Mr. Feeny gave her a proud smile. "You and Mr. Minkus however, seem to have different ideas for your future. He was just telling me that you were celebrating the birth of your third child?"
"We're married!" Minkus called over.
"Business partners!"
"I'll take it!"
Their teacher gave them a faintly amused look, used to his student's banter. "An A for you, Miss Capelwood, for a wonderful job as always."
He moved on to the next student as Cory asked Shawn, "what's with the big gut?"
"What can I say? Julie's a good cook when she's not running her company." The boy shot her a smile.
"Well, I better be dropping food off for you 'cause people keep dying, not 'cause I'm living with you," she shot back. "I don't need a husband."
"A boyfriend, then."
"Or that."
"A live-in roommate?"
"Nope."
"A neighbor?"
"Uh-uh."
"A garbage man?"
She frowned thoughtfully. "Alright, but once a month. I plan to recycle and compost as much as I can."
"Well, I guess it's better than nothing. I've still got time to convert you."
🌎🌎🌎
Juliet and Shawn took their usual route home, the boy's arms laden with the pillow used to expand his stomach and the girl's jacket. Juliet's hair had come undone from its bun and was falling around her face annoyingly.
"You really don't want to get married?" Shawn asked, finally breaking their silence.
She shrugged. "If it happens, it happens. I'm not gonna live my life looking for a husband."
"Fair enough, I suppose," he sighed. "Does it really bother you when Minkus and I fight?"
"Where's this coming from?" He'd never been so. . . observant before.
It was his turn to shrug. "I don't wanna lose my chances and if something I do annoys you, well, I'd rather know now than when it's too late."
Her expression softened. "Shawnie, no matter what you're always gonna be my best friend. You don't have to worry about losing me to Minkus. I only find him cute in a puppy sort of way."
"You find him cute?" He sounded comically horrified.
She huffed. "Was that the only thing that stuck with you?"
"I— well, no," he said finally. "Just— Minkus? You've never called me cute!"
"That's 'cause you're not."
"Ouch."
She smiled, and tried to think of a good adjective for him because Shawn wasn't 'cute' like Minkus. He was more. . . "You're my best friend. There's really no other way to describe it."

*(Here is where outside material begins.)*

Issue #399, opened 2024-12-20
Handle errors by error id, not status code


natalian98:
The consent page doesn't use the [flow error handlers](https://github.com/canonical/identity-platform-login-ui/blob/main/ui/util/handleFlowError.ts), unlike other pages ([see login](https://github.com/canonical/identity-platform-login-ui/blob/main/ui/pages/login.tsx), for example).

The boy shifted the items he was carrying to one arm and wrapped the other around her shoulders. "Well, at least Minkus isn't your best friend."
"Nope," she agreed as she leaned against his side. "It's us against the world, Shawnie."
"Promise?"
"You know it. Want to make a cake when we get home?"
"But we have nothing to celebrate?"
"That's not true. We can celebrate our friendship any day! Or the fact that it's Tuesday! Or that it's Fall. There's loads to be happy about."
He glanced down at her with a soft smile on his face. "Alright then. We'll make a cake."
As it turned out, the biggest thing to celebrate was the arrival of Jim Abbot, a baseball star that had decided to visit Cory's house.